What you will do -> The lines to find are those in the entries that hold the word "couple"; copy every one of them.

Saved entries ->
PR #4727, opened 2024-03-27
PDI scanner driver

jonahkagan:
## Overview

Adds the PDI driver written in Rust by @eventualbuddha. I want to get this merged into `main` so that I can start building on top of it in smaller chunks. I squashed all the WIP commits into one, then did some minor cleanup and added a bit of documentation.

Note that the TS client is still in an unfinished prototype state - I plan to work on fleshing that out next in a separate PR.

## Checklist


libs/pdi-scanner/src/main.rs
```diff
@@ -0,0 +1,349 @@
...
+                    stdin_tx.send(command).unwrap();
+                    // println!("received message: {command:?}");
+                }
+
+                Err(e) => {
+                    tracing::error!("failed to read from stdin: {e:?}");
+                }
+            }
+        }
+    });
```
jonahkagan, line 152: What's the advantage to having a separate thread for checking stdio for new commands vs just doing it in the main loop?

libs/pdi-scanner/src/protocol/packets.rs
```diff
@@ -0,0 +1,1217 @@
...
+    /// (`n3a20`).
+    GetDoubleFeedDetectionDoubleSheetCalibrationValueRequest,
+
+    /// Requests the double feed detection threshold value (`n3a10`).
+    GetDoubleFeedDetectionDoubleSheetThresholdValueRequest,
+
+    RawPacket(Vec<u8>),
+}
+
+macro_rules! checked {
```
jonahkagan, line 571: Just out of curiosity, why does this need to be a macro rather than a function?

libs/pdi-scanner/src/protocol/parsers.rs
```diff
@@ -0,0 +1,1297 @@
...
+    map(
+        packet((tag(b"Q"), le_u8, le_u8, le_u8)),
+        |(_, byte0, byte1, byte2)| {
+            Status::new(
+                byte0 & 0b0000_0001 != 0,
+                byte0 & 0b0000_0010 != 0,
+                byte0 & 0b0000_0100 != 0,
+                byte0 & 0b0000_1000 != 0,
+                byte0 & 0b0001_0000 != 0,
+                byte0 & 0b0100_0000 != 0,
```
jonahkagan, line 779: I noticed these two lines skip over `0b0010_0000`. Is that intentional?

libs/pdi-scanner/src/protocol/parsers.rs
```diff
@@ -0,0 +1,1297 @@
...
+simple_response!(fpga_out_of_date_event, b"#0F");
+simple_response!(calibration_ok_event, b"#10");
+simple_response!(calibration_short_calibration_document_event, b"#11");
+simple_response!(calibration_document_removed_event, b"#12");
+simple_response!(calibration_pixel_error_front_array_black, b"#13");
+simple_response!(calibration_pixel_error_front_array_white, b"#19");
+simple_response!(calibration_timeout_error, b"#1A");
+simple_response!(calibration_speed_value_error, b"#1B");
+simple_response!(calibration_speed_box_error, b"#1C");
+// TODO: fill out the rest
```
jonahkagan, line 1252: What are the rest?

libs/pdi-scanner/src/rusb_async/error.rs
```diff
@@ -0,0 +1,59 @@
...
+//
+//     THE SOFTWARE IS PROVIDED "AS IS", WITHOUT WARRANTY OF ANY KIND,
+//     EXPRESS OR IMPLIED, INCLUDING BUT NOT LIMITED TO THE WARRANTIES OF
+//     MERCHANTABILITY, FITNESS FOR A PARTICULAR PURPOSE AND
+//     NONINFRINGEMENT. IN NO EVENT SHALL THE AUTHORS OR COPYRIGHT HOLDERS BE
+//     LIABLE FOR ANY CLAIM, DAMAGES OR OTHER LIABILITY, WHETHER IN AN ACTION
+//     OF CONTRACT, TORT OR OTHERWISE, ARISING FROM, OUT OF OR IN CONNECTION
+//     WITH THE SOFTWARE OR THE USE OR OTHER DEALINGS IN THE SOFTWARE.
+//
+// Modifications have been made to better support the use case of this project.
```
jonahkagan, line 26: Not totally sure how to review these modded rusb files. Suggestions?

libs/pdi-scanner/src/scanner.rs
```diff
@@ -0,0 +1,265 @@
...
+                        Ok(StopMode::WaitUntilTransfersComplete) => {
+                            tracing::debug!(
+                                "Scanner thread received stop signal; cancelling incoming transfers and waiting for outgoing transfers to complete"
+                            );
+                            is_stopping = true;
+                            transfer_pool.cancel_all_for_endpoint(ENDPOINT_IN_PRIMARY);
+                            transfer_pool.cancel_all_for_endpoint(ENDPOINT_IN_IMAGE_DATA);
+                        }
+                        Err(_) => {}
+                    }
```
jonahkagan, line 127: Why have two stop modes? It's not totally clear to me how to choose one over the other

libs/pdi-scanner/src/scanner.rs
```diff
@@ -0,0 +1,265 @@
...
+
+        (
+            host_to_scanner_tx,
+            host_to_scanner_ack_rx,
+            scanner_to_host_rx,
+        )
+    }
+
+    /// Stop the scanner. Blocks until cleanup is complete.
+    pub fn stop(&mut self, mode: StopMode) {
```
jonahkagan, line 256: I could use a little more info on what `stop` does and when it should be called. From my initial experimentation, it seems important to call this method (e.g. if I didn't call it, I couldn't open a new connection to the scanner in pdi-tui)

jonahkagan (commented):
@eventualbuddha I reviewed the Rust files (excluding bin/pdi-tui and parse_traffic.rs, since they are just dev tools)

libs/pdi-scanner/src/client.rs
```diff
@@ -0,0 +1,921 @@
...
+
+    /// Connects to the scanner using the same commands that were captured by
+    /// wireshark from the `scan_demo` program. Some of them may not be
+    /// necessary, but they're included for now.
+    ///
+    /// # Errors
+    ///
+    /// This function will return an error if any of the commands fail to
+    /// validate or if the response is not received within the timeout.
+    pub fn send_connect(&mut self) -> Result<()> {
```
jonahkagan, line 745: What do you think we should do with `send_connect` and `send_enable_scan_commands`? Should we keep using them or try going without and adding in the bare minimum necessary?

(accidentally missed this file in my first review because it was collapsed)

libs/pdi-scanner/package.json
```diff
@@ -0,0 +1,56 @@
...
+  "author": "VotingWorks Eng <eng@voting.works>",
+  "main": "build/index.js",
+  "types": "build/index.d.js",
+  "files": [
+    "build"
+  ],
+  "scripts": {
+    "build": "pnpm install:rust-addon && pnpm build:rust-addon && pnpm build:ts",
+    "build:ts": "tsc --build tsconfig.build.json",
+    "build:rust-addon": "cargo build --release",
```
amcmanus, line 16: For trusted build purposes, we should add `--offline` to this build command, i.e. `cargo build --release --offline`

libs/pdi-scanner/src/rusb_async/error.rs
eventualbuddha: Well, we could:
1. Say we want to keep them exactly as-is but still vendor them.
2. Refer to the git commit as a crate dependency to again keep the original versions as-is.
3. Review the diff manually and then just treat them as "our" files, but still vendor them.
4. Fork `rusb` from the point of the commit and make the changes on our fork. This could either be essentially a git subtree or a separate repo.

I'm kinda inclined toward #3, but I don't have a strong preference.

libs/pdi-scanner/src/client.rs
eventualbuddha: I went with this approach initially because it minimized the sources of issues that could arise when building our own driver. To the extent we think we understand the interaction model I think we can move to customize this a bit. For now I'm inclined to leave it, but I don't feel strongly about it.

libs/pdi-scanner/src/main.rs
```diff
@@ -0,0 +1,349 @@
...
+    log_level: tracing::Level,
+}
+
+fn setup(config: &Config) -> color_eyre::Result<()> {
+    color_eyre::install()?;
+    setup_logging(config)?;
+    Ok(())
+}
+
+fn setup_logging(config: &Config) -> color_eyre::Result<()> {
```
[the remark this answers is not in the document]
eventualbuddha: The logging uses a very flexible crate called `tracing`, and we set it up in this function to go to `stderr` because we're otherwise using `stdout` as one half of a communication channel.

libs/pdi-scanner/src/main.rs
eventualbuddha, line 1: I'm not really enamored with this approach. I think it's worth having _you_ do an evaluation of whether this separate-binary-controlled-over-stdio or something using either `neon` or `napi-rs` would be better.

libs/pdi-scanner/src/scanner.rs
eventualbuddha: We could make a call that we always use one. In your debugging I think you found that canceling the pending transfers actually caused issues, right? So maybe we just don't.

libs/pdi-scanner/Cargo.toml
```diff
@@ -0,0 +1,45 @@
...
+base64 = { workspace = true }
+bitter = { workspace = true }
+chrono = "0.4.31"
+clap = { workspace = true }
+color-eyre = { workspace = true }
+crc16 = { workspace = true }
+csv = { workspace = true }
+ctrlc = { workspace = true }
+crossterm = "0.27.0"
+image = { version = "0.24.7", default-features = false, features = [
```
eventualbuddha, line 27: Update to 0.25.1.
```suggestion
image = { version = "0.25.1", default-features = false, features = [
```

libs/pdi-scanner/Cargo.toml
```diff
@@ -0,0 +1,45 @@
...
+    "bmp",
+    "jpeg",
+    "png",
+] }
+libc = { workspace = true }
+nom = "7.1.3"
+psutil = "3.3.0"
+rand = "0.8.5"
+ratatui = "0.23.0"
```
eventualbuddha, line 36: Update to 0.26.1.
```suggestion
ratatui = "0.26.1"
```

libs/pdi-scanner/src/main.rs
arsalansufi: My quick take is that we should at least get this PR merged with the current stdio approach and can then explore alternatives in follow-up PRs. Might already be what we're planning to do, just wanted to explicitly state!

libs/pdi-scanner/src/rusb_async/error.rs
jonahkagan: I agree option 3 sounds best. I briefly tried to diff the files when I first reviewed this PR but it was a bit complex and I couldn't immediately identify what changes you added (although I was just using `diff`, so there was no colors/syntax highlighting). If you remember and could give an overview, that might help. Or maybe I just need a better diffing tool

libs/pdi-scanner/src/client.rs
jonahkagan: Leaving it for now sounds good to me. I wonder if this is an area where PDI could provide some insight so we're not guessing as much?

libs/pdi-scanner/src/main.rs
eventualbuddha: Reading from stdin is a synchronous operation and does not have "read with timeout" semantics, so the loop below would be unable to process events coming from the scanner until something came in over stdin to wake it up.

libs/pdi-scanner/src/protocol/packets.rs
eventualbuddha: The answer to this is actually fairly instructive. You can write the function like so and it compiles fine as-is:

```rust
fn checked(command: Command, parser: fn(&[u8]) -> nom::IResult<&[u8], ()>) -> Vec<u8> {
    if let Ok(([], _)) = parser(&command.to_bytes()) {
        command.to_bytes()
    } else {
        panic!("Command {:?} failed to parse", command)
    }
}
```

However, as you start converting `checked!(…)` to `checked(…)` you notice that some of them become compile errors. This is because the type of `parser` doesn't match:

```
error[E0308]: mismatched types
   --> libs/pdi-scanner/src/protocol/packets.rs:622:17
    |
620 |             Self::SetSerialNumberRequest(serial_number) => checked(
    |                                                            ------- arguments to this function are incorrect
621 |                 Command::new(b"*").with_data(serial_number),
622 |                 parsers::set_serial_number_request,
    |                 ^^^^^^^^^^^^^^^^^^^^^^^^^^^^^^^^^^ expected fn pointer, found fn item
    |
    = note: expected fn pointer `for<'a> fn(&'a _) -> std::result::Result<(&'a _, ()), nom::Err<nom::error::Error<&'a _>>>`
                  found fn item `for<'a> fn(&'a _) -> std::result::Result<(&'a _, &'a [u8; 8]), nom::Err<nom::error::Error<&'a _>>> {set_serial_number_request}`
note: function defined here
   --> libs/pdi-scanner/src/protocol/packets.rs:582:4
    |
582 | fn checked(command: Command, parser: fn(&[u8]) -> nom::IResult<&[u8], ()>) -> Vec<u8> {
    |    ^^^^^^^                   --------------------------------------------
```

You might then try to make `checked` be generic, but then you get this error:

```
error[E0308]: mismatched types
   --> libs/pdi-scanner/src/protocol/packets.rs:622:17
    |
620 |             Self::SetSerialNumberRequest(serial_number) => checked(
    |                                                            ------- arguments to this function are incorrect
621 |                 Command::new(b"*").with_data(serial_number),
622 |                 parsers::set_serial_number_request,
    |                 ^^^^^^^^^^^^^^^^^^^^^^^^^^^^^^^^^^ one type is more general than the other
    |
    = note: expected fn pointer `for<'a> fn(&'a _) -> std::result::Result<(&'a _, _), nom::Err<nom::error::Error<&'a _>>>`
                  found fn item `for<'a> fn(&'a _) -> std::result::Result<(&'a _, &'a [u8; 8]), nom::Err<nom::error::Error<&'a _>>> {set_serial_number_request}`
note: function defined here
   --> libs/pdi-scanner/src/protocol/packets.rs:582:4
    |
582 | fn checked<T>(command: Command, parser: fn(&[u8]) -> nom::IResult<&[u8], T>) -> Vec<u8> {
    |    ^^^^^^^                      -------------------------------------------
```

Perhaps there is a way to get past this, but I'm not sure what it is.

libs/pdi-scanner/src/protocol/parsers.rs
eventualbuddha: The "Combined PS5 UltraScan Software Spec.pdf" file defines the response to the Request Scanner Status ('Q') command in section 2.1.51. It lists the first byte, bit 5 as being reserved for future use.

libs/pdi-scanner/src/protocol/parsers.rs
eventualbuddha: There are more, but it's not clear to me that they will be of use to us in this driver. I'll remove this comment.

libs/pdi-scanner/src/rusb_async/error.rs
eventualbuddha: I'm going to use the `difft` (difftastic) tool to remind myself what the differences are and then comment based on that.

libs/pdi-scanner/src/rusb_async/mod.rs
```diff
@@ -0,0 +1,324 @@
...
+
+use std::convert::TryInto;
+use std::ptr::NonNull;
+
+use std::sync::atomic::{AtomicBool, Ordering};
+
+mod error;
+mod pool;
+
+pub use error::{Error, Result};
```
eventualbuddha, line 38: The original did not export this publicly, but we need them in order to use them with e.g. `match`.

libs/pdi-scanner/src/rusb_async/mod.rs
```diff
@@ -0,0 +1,324 @@
...
+pub use pool::TransferPool;
+
+struct Transfer {
+    ptr: NonNull<ffi::libusb_transfer>,
+    buffer: Vec<u8>,
+}
+
+impl Transfer {
+    // Invariant: Caller must ensure `device` outlives this transfer
+    #[allow(unused)]
```
eventualbuddha, line 48: This was added to make `clippy` happy for each of the methods. In reality, we do use `bulk` but not the others so we could delete the others and remove this. I opted to keep it closer to the original instead.

libs/pdi-scanner/src/rusb_async/mod.rs
```diff
@@ -0,0 +1,324 @@
...
+        value: u16,
+        index: u16,
+        data: &[u8],
+    ) -> Self {
+        let mut buf = Vec::with_capacity(data.len() + ffi::constants::LIBUSB_CONTROL_SETUP_SIZE);
+
+        let length = data.len() as u16;
+
+        ffi::libusb_fill_control_setup(
+            buf.as_mut_ptr(),
```
eventualbuddha, line 104: There was previously a ` as *mut u8` cast here, but that was a useless cast.

libs/pdi-scanner/src/rusb_async/mod.rs
```diff
@@ -0,0 +1,324 @@
...
+    unsafe fn control(
+        device: *mut ffi::libusb_device_handle,
+
+        request_type: u8,
+        request: u8,
+        value: u16,
+        index: u16,
+        data: &[u8],
+    ) -> Self {
+        let mut buf = Vec::with_capacity(data.len() + ffi::constants::LIBUSB_CONTROL_SETUP_SIZE);
```
eventualbuddha, line 99: Rather than importing all the constants individually I just reference them through the namespace.

libs/pdi-scanner/src/rusb_async/mod.rs
```diff
@@ -0,0 +1,324 @@
...
+        Err(err)
+    }
+}
+
+/// Invariant: transfer must not be pending
+impl Drop for Transfer {
+    fn drop(&mut self) {
+        unsafe {
+            drop(Box::from_raw(
+                self.transfer().user_data.cast::<AtomicBool>(),
```
eventualbuddha, line 319: Added this `.cast::<AtomicBool>()`, presumably because `rustc` wanted it.

libs/pdi-scanner/src/rusb_async/error.rs
eventualbuddha, line 1: This file changed from a manual `fmt::Display` implementation to using `thiserror`:

image

libs/pdi-scanner/src/rusb_async/pool.rs
```diff
@@ -0,0 +1,269 @@
...
+use std::sync::atomic::{AtomicBool, Ordering};
+
+/// Represents a pool of asynchronous transfers, that can be polled to completion
+pub struct TransferPool<C: UsbContext> {
+    device: Arc<DeviceHandle<C>>,
+    pending: VecDeque<Transfer>,
+}
+
+impl<C: UsbContext> TransferPool<C> {
+    pub fn new(device: Arc<DeviceHandle<C>>) -> Self {
```
eventualbuddha, line 46: This previously returned a `Result` but it was always `Ok`:

```rust
    pub fn new(device: Arc<DeviceHandle<C>>) -> Result<Self> {
        Ok(Self {
            device,
            pending: VecDeque::new(),
        })
    }
```

libs/pdi-scanner/src/rusb_async/pool.rs
```diff
@@ -0,0 +1,269 @@
...
+        Self {
+            device,
+            pending: VecDeque::new(),
+        }
+    }
+
+    #[allow(unused)]
```
eventualbuddha, line 53: Same directives to make clippy happy as in `mod.rs`.

libs/pdi-scanner/src/rusb_async/pool.rs
```diff
@@ -0,0 +1,269 @@
...
+        // dropped before `device` is freed.
+        unsafe {
+            let mut transfer = Transfer::iso(self.device.as_raw(), endpoint, buf, iso_packets);
+            transfer.submit()?;
+            self.pending.push_back(transfer);
+            Ok(())
+        }
+    }
+
+    pub fn poll(&mut self, timeout: Duration) -> Result<CompletedTransfer> {
```
eventualbuddha, line 127: This used to just return a `Result<Vec<u8>>`, but that meant I couldn't identify which endpoint the data came from. The `CompletedTransfer` struct gives me both the data and the endpoint.

libs/pdi-scanner/src/rusb_async/pool.rs
```diff
@@ -0,0 +1,269 @@
...
+            let mut transfer = self.pending.pop_front().unwrap();
+            let endpoint = transfer.transfer().endpoint;
+            let data = transfer.handle_completed()?;
+            Ok(CompletedTransfer::new(endpoint, data))
+        } else {
+            Err(Error::PollTimeout)
+        }
+    }
+
+    pub fn poll_endpoint(&mut self, endpoint: u8, timeout: Duration) -> Result<Vec<u8>> {
```
eventualbuddha, line 139: New function to make polling by an endpoint easier.

libs/pdi-scanner/src/rusb_async/pool.rs
```diff
@@ -0,0 +1,269 @@
...
+    }
+
+    /// Returns the number of async transfers pending
+    pub fn pending(&self) -> usize {
+        self.pending.len()
+    }
+}
+
+unsafe impl<C: UsbContext> Send for TransferPool<C> {}
+// unsafe impl<C: UsbContext> Sync for TransferPool<C> {}
```
eventualbuddha, line 178: This wasn't commented out in the original, but I think I ran into problems with it so I removed it? I don't really remember.

libs/pdi-scanner/src/rusb_async/pool.rs
```diff
@@ -0,0 +1,269 @@
...
+        &self.data
+    }
+
+    #[allow(unused)]
+    pub fn into_vec(self) -> Vec<u8> {
+        self.data
+    }
+}
+
+/// This is effectively `libusb_handle_events_timeout_completed`, but with
```
eventualbuddha, line 216: A couple markdown fixes were made in this documentation comment.

libs/pdi-scanner/src/rusb_async/pool.rs
```diff
@@ -0,0 +1,269 @@
...
+///
+/// This design is based on
+/// [this](https://libusb.sourceforge.io/api-1.0/libusb_mtasync.html#threadwait).
+///
+/// Returns `true` when `completed` becomes true, `false` on timeout, and panics on
+/// any other libusb error.
+fn poll_completed(ctx: &impl UsbContext, timeout: Duration, completed: &AtomicBool) -> bool {
+    let deadline = Instant::now() + timeout;
+
+    let mut err = ffi::constants::LIBUSB_SUCCESS;
```
eventualbuddha, line 229: Reference the appropriate constant rather than hardcoding 0.

libs/pdi-scanner/src/rusb_async/pool.rs
```diff
@@ -0,0 +1,269 @@
...
+        let timeval = libc::timeval {
+            tv_sec: remaining.as_secs().try_into().unwrap(),
+            tv_usec: remaining.subsec_micros().into(),
+        };
+        unsafe {
+            if ffi::libusb_try_lock_events(ctx.as_raw()) == ffi::constants::LIBUSB_SUCCESS {
+                if !completed.load(Ordering::SeqCst)
+                    && ffi::libusb_event_handling_ok(ctx.as_raw()) != ffi::constants::LIBUSB_SUCCESS
+                {
+                    err = ffi::libusb_handle_events_locked(ctx.as_raw(), addr_of!(timeval));
```
eventualbuddha, line 244: Per clippy, use `addr_of!` rather than casting as `*const _`.

libs/pdi-scanner/src/scanner.rs
eventualbuddha: I changed this around a bit so that `connect` no longer returns a `Scanner` alongside the `Client`. Instead, the `Client` holds a reference to the scanner and `Scanner` will call `stop` when it is dropped.

libs/pdi-scanner/src/client.rs
eventualbuddha: Probably so, yeah.

libs/pdi-scanner/src/scanner.rs
eventualbuddha: Changed this to not have `StopMode`.

eventualbuddha:
@jonahkagan I made some updates. PTAL?

libs/pdi-scanner/src/main.rs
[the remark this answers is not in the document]
jonahkagan: Could you add some instructions for turning on the debug logging to the README?

libs/pdi-scanner/src/protocol/packets.rs
jonahkagan: Interesting! Thanks for walking me through it. Doesn't seem worth digging deeper to me

libs/pdi-scanner/src/protocol/parsers.rs
jonahkagan: Ah, I see. Thanks for the pointer. Maybe a comment here would be nice to help remember

libs/pdi-scanner/src/rusb_async/pool.rs
```diff
@@ -0,0 +1,261 @@
...
+        } else {
+            Err(Error::PollTimeout)
+        }
+    }
+
+    pub fn poll_endpoint(&mut self, endpoint: u8, timeout: Duration) -> Result<Vec<u8>> {
+        for (index, transfer) in self.pending.iter_mut().enumerate() {
+            if transfer.transfer().endpoint == endpoint {
+                if poll_completed(self.device.context(), timeout, transfer.completed_flag()) {
+                    let mut transfer = self.pending.remove(index).unwrap();
```
jonahkagan, line 143: Is it safe to remove from `pending` while iterating over it?

jonahkagan:
@eventualbuddha I left a couple more comments about adding documentation/comments, and also one code question. Looks good to me generally! I appreciate your help in cleaning this up!

eventualbuddha (approved):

Exercise solution ->
eventualbuddha, line 216: A couple markdown fixes were made in this documentation comment.
@eventualbuddha I left a couple more comments about adding documentation/comments, and also one code question. Looks good to me generally! I appreciate your help in cleaning this up!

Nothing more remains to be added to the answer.